• _Task statement_
What you return must match the records exactly, line for line.

• _Source data_
*** Block opens ***

PR #454, opened 2019-10-28
Fix rich text toolbar styles

lukecarbis:
Fixes a regression with the toolbar styles for the Rich Text field.

Before:
Screen Shot 2019-10-28 at 2 04 43 pm

After:
Screen Shot 2019-10-28 at 2 14 38 pm

### DIFF
--- a/css/src/editor.scss
+++ b/css/src/editor.scss
@@ -421,7 +421,7 @@ div[class^="wp-block-block-lab-"] {
 
 /* Miscellaneous global styles */
 .edit-post-layout {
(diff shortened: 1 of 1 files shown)


lukecarbis:
Just realised that this problem only occurs when the Gutenberg plugin is active. Still, the fix is simple and worth doing.

kienstra:
Hi @lukecarbis,
This looks good. I couldn't reproduce the original issue, but you have a really good handle on styling, much better than me 😄

kienstra (approved):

*** Block closes ***

• _Problem solution_
PR #454, opened 2019-10-28
Fix rich text toolbar styles

lukecarbis:
Fixes a regression with the toolbar styles for the Rich Text field.

Before:
Screen Shot 2019-10-28 at 2 04 43 pm

After:
Screen Shot 2019-10-28 at 2 14 38 pm

### DIFF
--- a/css/src/editor.scss
+++ b/css/src/editor.scss
@@ -421,7 +421,7 @@ div[class^="wp-block-block-lab-"] {
 
 /* Miscellaneous global styles */
 .edit-post-layout {
(diff shortened: 1 of 1 files shown)


lukecarbis:
Just realised that this problem only occurs when the Gutenberg plugin is active. Still, the fix is simple and worth doing.

kienstra:
Hi @lukecarbis,
This looks good. I couldn't reproduce the original issue, but you have a really good handle on styling, much better than me 😄

kienstra (approved):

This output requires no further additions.